Professional ratings
Aggregate scores
| Source | Rating |
| AnyDecentMusic? | 7.0/10 |
| Metacritic | 73/100 |
Review scores
| Source | Rating |
| AllMusic |  |
| The Guardian |  |
| The Independent |  |
| Mojo |  |
| NME | 8/10 |
| Pitchfork | 7.5/10 |
| Q |  |
| Rolling Stone |  |
| Spin | 8/10 |
| The Times |  |

==Singles==
- The first single to be released from the album was "Best Friend," which was released on March 29, 2010. The single found success in the UK, where it charted at number 110.
- The second single to be released from the album was "Me and the Moon," which was released on May 31, 2010. The single acted as the second promotion for the album, which was released a week later on June 7.
- The third single to be released from the album was "Let's Go Surfing," which was released on August 12, 2010. Having originally peaked at number 107 upon initial release in September 2009, the reissue lead to the single peaking at number 63 on the UK Singles Chart, marking the band's most successful single to date.
- The fourth single to be released from the album is "Forever and Ever, Amen," which was released on December 12, 2010.

==Track listing==

| No. | Title | Length |
|---|---|---|
| 1. | "Best Friend" (Jonny Pierce, Jacob Graham) | 3:26 |
| 2. | "Me and the Moon" (Pierce, Graham) | 3:12 |
| 3. | "Let's Go Surfing" | 2:56 |
| 4. | "Book of Stories" | 3:38 |
| 5. | "Skippin' Town" | 3:22 |
| 6. | "Forever and Ever, Amen" (Pierce, Graham) | 4:24 |
| 7. | "Down by the Water" | 3:33 |
| 8. | "It Will All End in Tears" | 3:44 |
| 9. | "We Tried" | 3:45 |
| 10. | "I Need Fun in My Life" | 3:27 |
| 11. | "I'll Never Drop My Sword" | 3:43 |
| 12. | "The Future" (Pierce, Connor Hanwick) | 4:09 |

iTunes bonus tracks
| No. | Title | Length |
|---|---|---|
| 13. | "When I Come Home" (Bonus Track) | 3:41 |
| 14. | "Best Friend" (Music Video) | 3:33 |

==Personnel==
Adapted credits from the media notes of The Drums.

- The Drums
- Jonathan Pierce - vocals, guitar, bass, drums, percussion, synthesizer, keyboards
- Jacob Graham - guitar, synthesizer (tracks 1, 2)
- Connor Hanwick - guitar (track 12), drums*
- Adam Kessler - guitar*
- Note - although Kessler is credited as a guitarist, he does not perform on any of the recorded tracks.
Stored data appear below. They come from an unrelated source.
PR #495, opened 2023-01-24
480 better status logging

### LINKED ISSUE #480: Log *which* status is not complete
`[2023-01-21 01:05:06,649] Artemis eiger INFO: Waiting on stale parameters to go low
[2023-01-21 01:05:07,616] Artemis eiger INFO: Setting aquire
[2023-01-21 01:05:14,618] ophyd status WARNING: DeviceStatus(device=fgs_fast_grid_scan, done=False, success=False) has timed out
[2023-01-21 01:05:44,887] Artemis nexus_callback INFO: Updating Nexus file timestamps.
[2023-01-21 01:05:44,901] Artemis store_in_ispyb INFO: End ispyb deposition with status ‘fail’ and reason ‘Status has not completed yet.’.`

When something in an ophyd device times out we log the exception (last line of above). But there are many statuses which could not be completed, so we should report which status it is.

dperl-dls:
Fixes #480 

### To test:
1. Check tests haven't broken


DominicOram (approved):
Looks good, thanks.

Issue #451, opened 2022-12-15
Move motors into dodal


DominicOram:
We have had some issues with motors connecting to PVs, we should:
* Move them into `dodal`
* Instantiate them once at Artemis start

PR #496, opened 2023-01-24
#451 Creating devices before running plans

DominicOram:
Is a quick hotfix that will solve the underlying issue causing #451 but not a proper solution.

@dperl-dls and @noemifrisina, thoughts on this as a quick solution for Thursday? I think it's pretty messy and I suspect the tests need fixing too.


dperl-dls (commented):
I made a few small changes and fixed the tests (I think)
As you say it's a little messy, but I like the direction this is going, actually

dperl-dls (approved):

noemifrisina (approved):
This looks like a good start. I agree it looks a bit messy, but as long as it works that can be improved later on.

PR #1210, opened 2024-03-01
Tag log messages with the UID of the current outer run

### LINKED ISSUE #1132: External callbacks break DCGID log filter
The DCGID log filter will only be applied to messages from the callback process, as this is where the deposition is created. It should be communicated back to the main process somehow. One candidate is the zocalo device, but that currently doesn't have access to the DC(G)ID until the zocalo results come in. Perhaps we could update it earlier, or find another way, or live with only tagging the messages about the results.

dperl-dls:
Fixes #1132

Adds a callback to set a tag on log messages for the current run based on a metadata field, using the bluesky UID for the outer run of each experiment

### To test:
1. Run tests


noemifrisina (approved):
Looks okay, tests pass.

DominicOram (commented):
Do we really need `SET_LOG_UID_TAG`? Can't we in the callback log with the outermost id?
```python
class LogUidTaggingCallback(CallbackBase):
    def __init__(self) -> None:
        self.run_uid = None

    def start(self, doc: RunStart):
        if self.run_uid is None:
            self.run_uid = doc.get("uid")
            run_uid_filter.run_uid = self.run_uid

    def stop(self, doc: RunStop):
        if doc.get("run_start") == self.run_uid:
            self.run_uid = None
            run_uid_filter.run_uid = None
```
I don't like that the plans now have to have knowledge of what the callbacks are doing re logging

dperl-dls:
@DominicOram Doh, of course. New PR here: https://github.com/DiamondLightSource/hyperion/pull/1233

DominicOram:
Thank you!

PR #1215, opened 2024-03-05
Speed up the unit tests

rtuck99:
Unit tests were being slowed down, mainly by a series of exceptions thrown after completion in `test_optimise_attenuation_plan`, caused by a Status timeout. This fixes the issue by initialising the fake PV to the expected value, causing the dodal device set not to time out.

It is still unclear what is the primary cause of the delay, but there seems to be a ~0.5s penalty for every exception reported on the RunEngine, and several other cases where exceptions are thrown after a test completes successfully, however none as significant as this.

On my machine, the following speedup was obtained:
Before fix, tests tooks
66.19, 65.47, 65.60 seconds

After fix:
29.38, 29.61, 29.60 seconds

The other fix here is to ensure that the RunEngine event loop is properly shut down after use. Unfortunately this doesn't seem to have any significant impact on performance.

### DIFF
--- a/tests/conftest.py
+++ b/tests/conftest.py
@@ -1,4 +1,5 @@
 import sys
+import threading
 from functools import partial
 from os import environ, getenv
 from typing import Callable, Generator, Optional, Sequence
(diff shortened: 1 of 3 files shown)


dperl-dls (approved):
Looks good, thanks!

Hanwick is credited as a drummer but only contributes guitar on The Future
- Production
- Geoff Pesche - mastering (Abbey Road)

- Artwork
- Alex Lake - cover photo
- Adam Kessler - woodworking
- Kevin Tachman - band photo
- Seth Kirby - lighting
- Jacob Graham - all artwork

- Management
- 3D Management

==Charts==

| Chart (2011) | Peak position |
|---|---|
| Ireland (IRMA) | 29 |
| Belgium (Ultratop) | 44 |
| Norway (Norwegian Albums Chart) | 30 |
| France (French Albums Chart) | 100 |
| UK (The Official Charts Company) | 19 |
| US (Billboard Top Heatseekers) | 17 |

==Certifications==

| Region | Certification | Certified units/sales |
| United Kingdom (BPI) | Gold | 100,000^{‡} |
^{‡} Sales+streaming figures based on certification alone.